_EXERCISE REQUIREMENTS_
Please return every line of the records that contains the word "status".
[EXTRACTED ENTRIES Boundary: Start]
PR #395, opened 2016-10-03
Closes AgileVentures/MetPlus_tracker#452

patmbolger:
## Story
As a developer
I want entity status structure to be consistent

## Implementation

This story consists of refactoring Company model status attribute from a string value to an enum, similar to the refactoring that was done for Job status.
[EXTRACTED ENTRIES Boundary: End]
_REPLY_
I want entity status structure to be consistent
This story consists of refactoring Company model status attribute from a string value to an enum, similar to the refactoring that was done for Job status.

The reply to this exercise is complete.